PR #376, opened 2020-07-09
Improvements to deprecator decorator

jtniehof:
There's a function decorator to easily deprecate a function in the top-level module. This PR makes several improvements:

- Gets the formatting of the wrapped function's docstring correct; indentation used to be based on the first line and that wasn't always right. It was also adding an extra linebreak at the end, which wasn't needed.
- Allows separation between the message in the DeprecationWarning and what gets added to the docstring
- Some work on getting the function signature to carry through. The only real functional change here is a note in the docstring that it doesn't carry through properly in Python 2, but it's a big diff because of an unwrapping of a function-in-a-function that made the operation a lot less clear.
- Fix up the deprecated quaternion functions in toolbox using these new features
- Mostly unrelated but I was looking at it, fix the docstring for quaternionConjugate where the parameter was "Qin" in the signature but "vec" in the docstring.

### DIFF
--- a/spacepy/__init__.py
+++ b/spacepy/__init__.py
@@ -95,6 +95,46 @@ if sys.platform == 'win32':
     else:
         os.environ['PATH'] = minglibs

■ WHAT IS NEEDED
Report all lines of the material that contain the word "signature".

■ COMPLETED EXERCISE
- Some work on getting the function signature to carry through. The only real functional change here is a note in the docstring that it doesn't carry through properly in Python 2, but it's a big diff because of an unwrapping of a function-in-a-function that made the operation a lot less clear.
- Mostly unrelated but I was looking at it, fix the docstring for quaternionConjugate where the parameter was "Qin" in the signature but "vec" in the docstring.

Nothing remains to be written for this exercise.